Illusion of perfection
The idea that there is such a thing as a perfect, calm, serene parent who always “does the right thing” and never says or thinks negative things about their child or being a parent.
“I actually said to a friend of mine that I hated my child. What a horrible thing to say.”
“I yelled at my child the other night. I apologized and said I shouldn’t have done that, but I’m worried that I am traumatizing him!”
“I don’t know how anyone does this perfect “Visible Child” sort of parenting all the time–I seem to be the only one who can’t do that!”
Illusion of obedience
The idea that a compliant child is “the goal” or better in some way than a child who resists or tests boundaries or is “strong-willed.”
“All the other kids in the restaurant are sitting there eating their meals and behaving. What’s the matter with my kid?”
“Sometimes I just need them to do what I say. I don’t want a kid who I have to fight with about everything.”
Illusion of reflection
The idea that our children are, at all times, reflections of us as parents and our efforts, successes, and failures.

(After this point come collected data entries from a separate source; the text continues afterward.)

PR #2451, opened 2024-09-04
Promote hostname override to a friendly preference 

saagarjha:
Users really hate that we put "localhost" in their prompt as a result of iOS 16 anti-fingerprinting obfuscating the device name. We already have a mechanism for overriding this that we use for App Store screenshots, so we might as well make it official and expose it for those that care.

The logic for what the actual uname hostname is as follows:

* If the user sets the preference, use that.
* On iOS <16, if the preference is unset, use what real uname returns.
* On iOS 16+, use UIDevice.name. This at least changes "localhost" to something like "iPad".

### DIFF
--- a/app/AppDelegate.m
+++ b/app/AppDelegate.m
@@ -284,7 +284,10 @@ void NetworkReachabilityCallback(SCNetworkReachabilityRef target, SCNetworkReach
     proc_ish_version = strdup(ishVersion.UTF8String);
     // this defaults key is set when taking app store screenshots
     extern const char *uname_hostname_override;
-    NSString *hostnameOverride = [NSUserDefaults.standardUserDefaults stringForKey:@"hostnameOverride"];
+    NSString *hostnameOverride = UserPreferences.shared._hostnameOverride;
+    if (@available(iOS 16.0, *)) { // Hostname obfuscation is in effect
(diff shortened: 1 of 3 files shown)


emkey1:
This is great, but it would also be good to support the system call that sets the hostname.  It's trivial.

saagarjha:
Making it do something would be trivial, yes, but since it doesn't actually change the hostname we figure that returning EPERM is the right thing to do. The user preference key is pretty clear about what it does and this is purely being promoted because *we* use it and might as well put it in /proc/ish/defaults rather than have people poke around in /proc/ish/.defaults for it. With that said, if you have a usecase that you think would be better fulfilled by changing sethostname, please let us know.

emkey1:
It's not a huge deal either way, but people with a Linux/Unix background expect the hostname command to be able to set the hostname as well as showing it, so it's confusing when it fails at what is essentially a root prompt.

It doesn't look like sethostname() is defined  in POSIX, but it's also present in pretty much every Unix like operating system from what I can tell.  Again, not a big deal but something to think about.  I guess in part it depends on how closely you want to adhere to Unix/Linux conventions (when feasible).

tbodt:
Why don't we have sethostname set the user defaults key

saagarjha:
Because the personal test I have in mind for whether this should actually be supported is whether you can set the hostname and then SSH in from another machine with the new hostname. If you just want to change PS1, well, this is for you.

PR #2603, opened 2025-07-19
feat: Asbestos JIT 引擎极致性能重构

neipor:
对 iSH 核心 Asbestos JIT 引擎进行全面重构，实现极致性能优化


saagarjha:
While we appreciate the contribution, I don’t think we can accept this change as-is, since it has too many unrelated modifications. If you’d like to revisit this please split up your changes into smaller, isolated diffs and clearly explain what the performance improvements are intended to be (plus how you benchmarked it). I skimmed over the PR and I remain unconvinced these would help in real-world use. If you need help designing benchmarks I’d be happy to help you out.

neipor:
sorry my fault :(

PR #2646, opened 2025-10-24
Add show op for /proc/pid/mem

jhapradip:
lseek on /proc/pid/mem calls the 'show' op to set up metadata for the file. Currently, this API is not defined for this file and this leads to a crash when gdb launches any program. I have added a default implementation as no special handling is required. Other sequences such as (p)read/(p)write work as expected.

### DIFF
--- a/fs/proc/pid.c
+++ b/fs/proc/pid.c
@@ -172,6 +172,16 @@ out_free_task:
     return err;
 }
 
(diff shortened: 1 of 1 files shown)


ztfzxxcm28-ux (approved):

ztfzxxcm28-ux (commented):
ڤ

PR #2708, opened 2026-03-21
Forward touch scroll events as terminal input

### LINKED ISSUE #2375: Allow for mouse wheel scrolling to be converted to up/down arrows for tmux/screen/vim copy mode
It would be really nice to have a way to use external mouse scroll wheel or trackpad scrolling to simulate up/down (maybe even left/right) arrow key presses. Maybe a toggle in the settings window to switch between normal window scrolling behavior and simulated key presses. 

Thanks!

### LINKED ISSUE #2537: No Mouse Wheel Event, plz make it available to 3d party programs
Hi ! I use tintin++ with ish, run quite well (sometimes input freez) anyway. 
Could you add mose wheel event support? I use very often external mouse but in the therminal  make the buffer scroll but doen't raise in tintin++. Could you make it available?

splch:
Dispatches synthetic `WheelEvent`s into hterm's existing `onMouse_` pipeline so that touch scroll gestures reach programs that listen for them.

**When mouse reporting is active** (e.g. tmux `set -g mouse on`), hterm's `VT.onTerminalMouse_` generates the appropriate escape sequences. **When on the alternate screen** (less, vim, man), hterm's built-in alternate scroll mode (DECSET 1007) sends arrow keys. **On the primary screen with no mouse reporting**, the handler is a no-op and existing scrollback behavior is unchanged.

### Changes

`TerminalView.m`: compute scroll delta in `scrollViewDidScroll:` and forward to JS
`term.js`: add `handleScrollDelta` export that dispatches `WheelEvent`s to `scrollPort_.screen_`

### Test plan

- [ ] tmux with `set -g mouse on`: touch scroll enters copy-mode and scrolls
- [ ] `less` / `man`: touch scroll moves through content
- [ ] Primary screen shell prompt: scrollback works as before

Fixes #2375
Fixes #2537

### DIFF
--- a/app/TerminalView.m
+++ b/app/TerminalView.m
@@ -272,9 +272,11 @@ static NSString *const HANDLERS[] = {@"syncFocus", @"focus", @"newScrollHeight",
 
 - (void)scrollViewDidScroll:(UIScrollView *)scrollView {
     CGFloat newY = scrollView.contentOffset.y;
+    [self.terminal.webView evaluateJavaScript:[NSString stringWithFormat:@"exports.newScrollTop(%f)", newY] completionHandler:nil];
     CGFloat delta = newY - _prevScrollY;
     _prevScrollY = newY;
-    [self.terminal.webView evaluateJavaScript:[NSString stringWithFormat:@"exports.handleScroll(%f, %f)", newY, delta] completionHandler:nil];
+    if (delta != 0)
+        [self.terminal.webView evaluateJavaScript:[NSString stringWithFormat:@"exports.handleScrollDelta(%f)", delta] completionHandler:nil];
 }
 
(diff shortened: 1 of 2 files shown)


tbodt:
This feels too independent from hterm. Surely hterm already supports passing scroll events? iSH should reuse that as much as possible

splch:
> This feels too independent from hterm. Surely hterm already supports passing scroll events? iSH should reuse that as much as possible

Great point i'm looking into this right now

splch:
Note: Synthetic WheelEvents use default clientX/clientY (0, 0), so mouse wheel reports always map to terminal coordinates (1, 1). This works fine for scrolling in tmux, vim, less, etc., but programs that need accurate scroll position won't get it

PR #2723, opened 2026-04-27
Fuse aarch64 register moves

siraben:
## Summary

Fuse 32-bit register-to-register `mov` on aarch64 into one direct gadget instead of emitting separate load and store gadgets.

Changes:
- Add direct aarch64 `mov32_reg_reg` gadgets for the general register matrix.
- Route 32-bit register-to-register MOV generation through the direct gadget table on aarch64.
- Keep non-aarch64 and non-register MOV generation on the existing load/store path.

## Results

Measured with the benchmark/profiling branch now kept separately at `siraben/ish:bench/hot-system-paths-bench-profile`. Release build, 7 runs each:

| benchmark | baseline avg | optimized avg | change |
| --- | ---: | ---: | ---: |
| python_startup | 0.157s | 0.151s | -3.8% |
| python_compute | 8.179s | 7.524s | -8.0% |
| python_imports | 2.039s | 1.846s | -9.5% |
| bash_control | 36.543s | 34.936s | -4.4% |
| shell_pipeline | 0.600s | 0.561s | -6.5% |

Instrumentation also showed translated block code words dropping for representative workloads:
- bash control: `144074 -> 142484`
- python compute: `896963 -> 886056`

## Validation

- `ninja -C build`

### DIFF
--- a/asbestos/gadgets-aarch64/math.S
+++ b/asbestos/gadgets-aarch64/math.S
@@ -13,6 +13,42 @@
     strh _tmp, [_cpu, #CPU_gs]
     gret
 
+.macro mov32_reg_reg dst_name, dst, src_name, src
+    .gadget mov32_\dst_name\()_\src_name
+        mov \dst, \src
+        gret
+.endm
+
+.macro mov32_reg_reg_row dst_name, dst
+    mov32_reg_reg \dst_name, \dst, reg_a, eax
+    mov32_reg_reg \dst_name, \dst, reg_c, ecx
+    mov32_reg_reg \dst_name, \dst, reg_d, edx
+    mov32_reg_reg \dst_name, \dst, reg_b, ebx
+    mov32_reg_reg \dst_name, \dst, reg_sp, esp
+    mov32_reg_reg \dst_name, \dst, reg_bp, ebp
+    mov32_reg_reg \dst_name, \dst, reg_si, esi
+    mov32_reg_reg \dst_name, \dst, reg_di, edi
+.endm
+
+mov32_reg_reg_row reg_a, eax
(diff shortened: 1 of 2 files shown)


asbestos/gen.c
```diff
@@ -212,6 +213,45 @@ static inline bool gen_op(struct gen_state *state, gadget_t *gadgets, enum arg a
         GEN(state->orig_ip | state->orig_ip_extra);
     return true;
 }
+
+static inline enum arg gen_resolve_arg(enum arg arg, struct modrm *modrm, uint64_t *imm, dword_t addr_offset) {
```
saagarjha, line 217: This is basically the same code as what is right above it, can we avoid duplicating it? We aren't even using its full functionality; I think we should probably just fastpath the things we care about

asbestos/gadgets-aarch64/math.S
```diff
@@ -13,6 +13,42 @@
...
+.endm
+
+mov32_reg_reg_row reg_a, eax
+mov32_reg_reg_row reg_c, ecx
+mov32_reg_reg_row reg_d, edx
+mov32_reg_reg_row reg_b, ebx
+mov32_reg_reg_row reg_sp, esp
+mov32_reg_reg_row reg_bp, ebp
+mov32_reg_reg_row reg_si, esi
+mov32_reg_reg_row reg_di, edi
```
saagarjha, line 40: I think we have an each_reg macro for this or something like that

saagarjha (changes requested):
Nice work! I measured a consistent 2-5% win across various workloads which seems in line with what you were seeing. A couple of comments though, and also if you could make an x86-64 path for this optimization too that would be much appreciated.

PR #2724, opened 2026-04-27
Create standard devices for command line runs

siraben:
## Summary

Create standard `/dev` nodes during command-line emulator startup.

The iOS app startup already creates `/dev/ptmx`, but the CLI path only mounted
`devpts` at `/dev/pts`. Static i386 `tmux` could start and parse commands, but
failed when creating the first pane because `forkpty` could not open the pty
master:

```text
create window failed: fork failed: No such file or directory
```

This moves the existing standard device-node setup into shared kernel init code
and calls it from both app and CLI startup. The CLI path now gets `/dev/ptmx`
before mounting `devpts`, without duplicating the app's `/dev` setup list.

## Validation

- `ninja -C build`
- Removed `/dev/ptmx` from the Alpine test filesystem, then confirmed the
  rebuilt CLI emulator recreated it on startup.
- Ran static i386 `tmux` in Alpine:
  - `tmux -V`
  - `tmux -h`
  - `tmux -L final-smoke -f /dev/null new-session -d /bin/true`

### DIFF
--- a/kernel/init.c
+++ b/kernel/init.c
@@ -3,9 +3,11 @@
 #include <sys/stat.h>
 #include "fs/devices.h"
 #include "fs/fd.h"
+#include "fs/path.h"
 #include "fs/real.h"
 #include "fs/tty.h"
 #include "kernel/calls.h"
+#include "kernel/fs.h"
 #include "kernel/init.h"
 #include "kernel/personality.h"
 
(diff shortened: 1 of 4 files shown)


kernel/init.c
```diff
@@ -125,6 +127,30 @@ void set_console_device(int major, int minor) {
     console_minor = minor;
 }
 
+static void create_device_node(const char *path, int major, int minor) {
```
tbodt: I don't really think factoring out this into a function improves the code, nor does the loop from 1 to 7, could you undo that and copy the code as is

“I’m so embarassed when my child hides behind my legs or doesn’t say thank you when they give her a balloon at the grocery store!’
“This respectful parenting stuff really works. I’ve modeled helpfulness and my child always offers to help others!”
Illusion of projection
The idea that children think or feel something because that’s how we feel or how we “would feel” in a similar situation or how we felt in a similar situation as a child.
“I remember when a friend was mean to me when I was in school. I was devastated and I don’t want my child to go through that!”
“My parents punished me and it didn’t upset me that much.”
Illusion of Uniqueness
The idea that we are the only ones going through whatever challenges we are facing.
“I’ve never seen anyone else’s kid have a tantrum like this at five years old!”
“No one understands what it’s like to not have family nearby.”
Whew. It’s a list, isn’t it?
I want to be clear here. These may be illusions–or that’s what I’m calling them, anyway. And they’re all perfectly “normal.” We all feel these ways at times. Our communities and cultures, often lacking in support, reinforce these sorts of perspectives. Parenting is often a hard and lonely job.
There may even be some that seem contradictory. “But Robin, you’re always saying, or at least implying, that if we do x or y, it will likely lead to better outcomes…and now you’re saying that no matter what we do, we don’t have control over the outcomes? So now it doesn’t even matter what we say or do?” I can see how you might draw that conclusion. And no, that’s not what I’m saying. I’m saying that it matters a great deal what we do….and that it behooves us and our children to remember that we are only one piece of the puzzle. Parenting is not a recipe: put in these ingredients, and get this product. And neither is it a free-for-all, where anything goes. As ever, the answer lies in the middle.
Parents matter. A lot. And not as much as we sometimes think.
This list and these examples are an invitation, as is all of my work. They are not a critique or something to either embrace or avoid. They are presented here for your consideration, not as instruction or correction. The core of my work, both with children and parents, is about trust. I trust in your competence, just as I trust in the competence of your children. It’s okay–not only okay, but valuable–to question. It’s okay to disagree. It’s even okay to cling to any illusions you might have or to deny that they are illusions. You very well may be right. Your path is your own. And if one thing that you read here, even just one of these, helps you to forge a more balanced, mindful, or less reactive relationship with your children, I will have succeeded. At least until I reject the illusion that your successes have anything to do with me.